Еще ни разу Петька один, без взрослых, так далеко не убегал от дома.
Ноги сами несли его за корабликом, и остановился он только когда с разбегу вбежал по илистому дну в неширокую речку, куда они с отцом иногда ходили купаться.
Дальше для Петьки пути не было.
А кораблик уже плыл по тихой реке, игравшей бликами солнца. Он то пропадал с глаз в этих бликах, то вновь появлялся там, где вода была потемнее.
С каждым разом кораблик казался все меньше и меньше, а потом и совсем пропал из виду.
Петька выбрался на берег, встал на бугор и долго еще тянулся на носках, высматривая свой кораблик. Он не замечал, что трусы у него намокли и обвисли, а майка от быстрого бега выбилась из-под резинки и задиралась выше живота.
Нет, не видно было больше кораблика — уплыл он далеко по реке.
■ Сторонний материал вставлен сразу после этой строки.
PR #296, opened 2026-08-26
docs: add trajirctl design spec

Ayush-Patel-56:
## Summary

Adds a design spec for trajirctl, a small command line tool for operating on trajectories directly from a terminal instead of only through the MCP server. Right now the only way to check status, export/import a .tir package, or verify a signature is by having an AI agent call the MCP tools. This spec plans a CLI that wraps the same Go SDK calls (go/trajir/client, go/trajir/log, go/trajir/tir) so a person can run these operations by hand.

The tool itself will live in a separate repo since it's a consumer of this module rather than part of the core library. This PR only adds the spec and calls out two small pieces of prep work needed in this repo before that CLI can depend on it cleanly:

1. Pull the workdir resolution and validation helpers that trajir-mcp's tools already use (requireBoundedWorkDir, workdirSQLitePaths in go/trajir/mcp/tools.go) into their own importable package, go/trajir/workdir, so the CLI isn't reimplementing the same path handling. trajir-mcp's behavior does not change.
2. Cut a go/vX.Y.Z tag once that extraction lands, since the Go module is in a subdirectory and needs its own tag prefix for a consumer to depend on a real version instead of a raw commit SHA. docs/RELEASE.md already covers the tagging process, this just adds the missing subdirectory tag alongside the usual one.

Neither of those two follow ups is in this PR, this is spec only.

## Test plan

- [x] Docs only change, no code touched
- [ ] N/A for unit/integration tests

## Checklist

- [x] New functionality includes tests in PR (not applicable, docs only)
- [x] Change matches master README (no invented APIs)
- [x] Relevant CI checks pass locally (or will pass on PR)
- [x] AI assistance disclosed below if tool wrote a meaningful share of the change

## Safety areas

- [x] No
- [ ] Yes (call it out here)

## AI assistance

Worked through this with Claude Code end to end, from scoping the CLI down to a plan through writing the spec doc itself. I reviewed the design and the written spec before committing.


docs/superpowers/specs/2026-08-27-trajirctl-design.md
```diff
@@ -0,0 +1,195 @@
+# trajirctl: an operator CLI for Trajectory IR
```
Siddhartha-singh01, line 1: Solid operator CLI design. Separate repo + thin SDK wrap is the path I want.

Siddhartha-singh01 (approved):
Mentor read on the trajirctl design spec.

This is the right problem to write down. MCP is for agents. Humans still need a hand tool for status, export, import, and verify without spinning up an agent chat. Keeping trajirctl in a separate repo and extracting workdir helpers here first is also the right cut. Do not grow another mini framework inside Trajectory IR for six flat commands.

I like the explicit reject of a Backend interface in v1. We have one real backend shape today. Inventing the second one in the dark is how you get an interface nobody can implement cleanly later.

Stdlib flag over Cobra matches crashagent and trajir mcp. Good.

Prep work in §2 (extract go/trajir/workdir, cut go/vX.Y.Z tags) should land as its own small PR before anyone starts the external repo against main tip. Call that out when you open the follow on so it does not get lost.

Docs only, CI green. Approved as design direction.

jakharmonika364 (approved):
LGTM

PR #306, opened 2026-08-27
fix(client): enforce strict tenant isolation in Resume

aneek22112007-tech:
## Summary
This PR fixes a severe tenant isolation flaw in `client.Resume()` where it was previously validating trajectory existence using `ListNodesAllTenants(trajectoryID)`. This allowed a caller to successfully resume a trajectory created by a different tenant, resulting in mixed-tenant cross-contamination of the IR history upon subsequent appends.

By replacing the check with the tenant-scoped `ListNodes(trajectoryID, tenantID)` method, we ensure that a trajectory can only be resumed if it is genuinely owned by the requesting tenant.

## Changes
- **`go/trajir/client/client.go`**: Switched from `ListNodesAllTenants` to `ListNodes` in `Resume()` to enforce the tenant isolation boundary natively at the read path.
- **`go/trajir/client/client_test.go`**: Added `TestResumeTenantIsolation` to explicitly assert that attempting to resume a valid trajectory ID using a mismatched tenant ID safely fails with a "no existing nodes" error.

## Validation
- Ran `go test ./...` in the `go` module. All tests passed, including the new regression test. No existing public API signatures were altered.

### DIFF
--- a/go/trajir/client/client.go
+++ b/go/trajir/client/client.go
@@ -128,7 +128,7 @@ func Resume(tenantID, trajectoryID string, opts Options) (*Trajectory, error) {
 	if err != nil {
 		return nil, err
 	}
-	rows, err := tr.log.ListNodesAllTenants(trajectoryID)
+	rows, err := tr.log.ListNodes(trajectoryID, tenantID)
 	if err != nil {
 		_ = tr.Close()
 		return nil, err
--- a/go/trajir/client/client_test.go
+++ b/go/trajir/client/client_test.go
@@ -227,3 +227,25 @@ func TestExecToolLogsToolCallOnError(t *testing.T) {
 		t.Fatalf("expected no TOOL_RESULT on error, got %v (err: %v)", hasResult, err)
 	}
 }
+
+func TestResumeTenantIsolation(t *testing.T) {
+	dir := t.TempDir()
+	opts := client.Options{WorkDir: dir}
+
+	trA, err := client.OpenTrajectory("tenant-A", "shared-traj", opts)
+	if err != nil {
+		t.Fatal(err)
+	}
+	if _, err := trA.Project(1, map[string]any{"goal": "x"}); err != nil {
+		t.Fatal(err)
+	}
+	_ = trA.Close()
+
+	_, err = client.Resume("tenant-B", "shared-traj", opts)
+	if err == nil {
+		t.Fatal("expected Resume to fail for a different tenant, but it succeeded")
+	}
+	if !strings.Contains(err.Error(), "no existing nodes") {
+		t.Fatalf("expected 'no existing nodes' error, got: %v", err)
+	}
+}


go/trajir/client/client.go
```diff
@@ -128,7 +128,7 @@ func Resume(tenantID, trajectoryID string, opts Options) (*Trajectory, error) {
 	if err != nil {
 		return nil, err
 	}
-	rows, err := tr.log.ListNodesAllTenants(trajectoryID)
+	rows, err := tr.log.ListNodes(trajectoryID, tenantID)
```
Siddhartha-singh01, line 131: This is the actual fix. ListNodes is the tenant-scoped read. ListNodesAllTenants stays for Export's mixed-tenant check, which is documented on the method. Resume is not that caller.

go/trajir/client/client_test.go
```diff
@@ -227,3 +227,25 @@ func TestExecToolLogsToolCallOnError(t *testing.T) {
...
+	if _, err := trA.Project(1, map[string]any{"goal": "x"}); err != nil {
+		t.Fatal(err)
+	}
+	_ = trA.Close()
+
+	_, err = client.Resume("tenant-B", "shared-traj", opts)
+	if err == nil {
+		t.Fatal("expected Resume to fail for a different tenant, but it succeeded")
+	}
+	if !strings.Contains(err.Error(), "no existing nodes") {
```
Siddhartha-singh01, line 248: Keep matching the existing error string. If we invent a "wrong tenant" error we tell tenant-B that shared-traj exists. Same wording as a missing workdir is the right isolation behavior.

Siddhartha-singh01 (dismissed):
Looked at 8efdbf0.

Resume was using ListNodesAllTenants as an existence check. That helper is the deliberate escape hatch for tir.Export when it needs to detect mixed tenant_id values on one trajectory_id. It is not the read path for a tenant-bound client handle. If tenant-B can Resume a trajectory that only tenant-A wrote, the handle comes back with TenantID=B and the next Project/Seal/Exec appends under the wrong tenant. That is how you contaminate an IR log without ever failing a call.

Switching to ListNodes(trajectoryID, tenantID) is the correct boundary. Empty result still hits the existing "no existing nodes" error, which is what we want. We should not start saying "wrong tenant" here; that leaks that the trajectory exists.

Test is the right shape: one sqlite, two tenants, same trajectory_id, Resume must fail. CI Go job is green.

Not this PR: Python resume() in client/python/trajectory_client.py still calls list_nodes_all_tenants. Same hole on the reference port. File a follow-up, do not grow this diff.

Approving.

jakharmonika364 (changes requested):
same bug as this PR in python client, `resume()` still uses `list_nodes_all_tenants` (line ~210), should use `list_nodes(trajectory_id, tenant_id=tenant_id)` like `NodeLog` already supports at `log.py:236`

Ayush-Patel-56:
please sign off DCO `git commit -s --amend --no-edit`

Ayush-Patel-56:
hey, please make the commit history clean

Ayush4958:
@aneek22112007-tech 
could u squash ur commit
Its too messy, it will make it more clean & neat 
thanks ..

Ayush4958 (approved):
LGTM

Ayush-Patel-56:
@aneek22112007-tech can u please re-write the signoff mail ?

jakharmonika364 (approved):
LGTM, thanks!

jakharmonika364:
hey @aneek22112007-tech, refer the issue number in the PR description

PR #310, opened 2026-08-28
fix(client): scope Python resume() to the calling tenant

### LINKED ISSUE #309: bug: Python resume() ignores tenant when checking history
## What happened

Python `resume()` checks history with `NodeLog.list_nodes_all_tenants(trajectory_id)`. The tenant argument is ignored.

Go has the same hole in `client.Resume` (see #306). Even after that lands, the Python client still attaches if *any* tenant already wrote that `trajectory_id` in the same sqlite file.

After a successful resume the handle uses the *caller* tenant on later `project` / `seal_decision` / `exec_tool` calls, so you get mixed `tenant_id` rows on one trajectory.

## What you expected

`resume()` should call `list_nodes(trajectory_id, tenant_id=tenant_id)`. If that tenant has no nodes, raise the existing "no existing nodes" error. Do not advertise that another tenant already owns the id.

Close the NodeLog after the check. The one-shot constructor currently relies on `__del__`.

## Steps to reproduce

1. `open_trajectory("tenant-A", "shared-traj", db_path=db)` and write a node
2. `resume("shared-traj", tenant_id="tenant-B", db_path=db)`
3. That call succeeds today

## Environment

Python 3.12, current `main`

## Related

#306 (Go Resume)

Siddhartha-singh01:
## Summary

Python `resume()` was asking the log "does this trajectory_id exist for anyone?" via `list_nodes_all_tenants`. Tenant B could attach to tenant A's run in a shared sqlite file and then write nodes under B.

It now uses `list_nodes(..., tenant_id=tenant_id)`, same boundary as Go #306. Empty result still raises the existing "no existing nodes" error, so we do not leak that another tenant already has the id.

## Related issues

Closes #309
Related: #306

## How I tested

```bash
pytest test/unit/test_client_sdk_resume_alias.py -q
```

6 passed, including a new test that tenant-B cannot resume tenant-A's `shared-traj`.

## Checklist

## Safety areas

- [x] Yes. Client `resume()` existence check only. Gate / seal code is unchanged.

## AI assistance (if any)

Editor help on the patch. I wrote the test and ran it.

### DIFF
--- a/client/python/trajectory_client.py
+++ b/client/python/trajectory_client.py
@@ -207,7 +207,7 @@ def resume(
         mode=normalize_run_mode(mode),
     )
     try:
-        nodes = traj._log.list_nodes_all_tenants(trajectory_id)
+        nodes = traj._log.list_nodes(trajectory_id, tenant_id=tenant_id)
     except Exception:
         traj.close()
         raise
--- a/drivers/postgres/log.py
+++ b/drivers/postgres/log.py
@@ -324,6 +324,8 @@ class PostgresNodeLog:
         *,
         tenant_id: str,
     ) -> list[dict[str, Any]]:
+        if not tenant_id:
+            raise ValueError("tenant_id must be a non-empty string")
         return self._list_nodes(trajectory_id, tenant_id=tenant_id)
 
     def list_nodes_all_tenants(self, trajectory_id: str) -> list[dict[str, Any]]:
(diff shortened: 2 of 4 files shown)


Ayush-Patel-56 (approved):
Cheers!

jakharmonika364 (approved):
LGTM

Переступив онемевшими в лодыжках ногами, Петька вздохнул, осмотрелся, поглядел за реку.
На другом берегу реки лежал луг с высокой и сочной травой, пока еще влажный от недавнего дождя, но уже высыхавший под солнцем, — трава курилась легким дымком. По лугу бродило стадо коров и овец. Влажные, лоснящиеся, вздутые бока коров тоже как бы дымились. У некоторых коров на шее висели ботала, и с той стороны реки негромко и нежно позванивало: бим-бом-бинь… Дождь прибил всех слепней и оводов, и стаду спокойно было пастись на лугу.
Среди коров Петька разглядел и их Маньку. Он сразу догадался, почему она иногда вздыхает по вечерам: как же не будешь вздыхать после такого-то простора в тесном загоне?
За стадом наблюдал знакомый пастух на лошади.
Если коровы вдруг начинали бодаться и цеплялись рогами, то пастух взмахивал кнутом, описывал им над головой в воздухе широкий круг и так громко щелкал его концом, что коровы отскакивали друг от друга и приседали на задние ноги, а овцы испуганно сбивались в кучу и, подняв морды, глупыми глазами смотрели на пастуха.
— Э-эй!.. Не балуй у меня! — покрикивал пастух.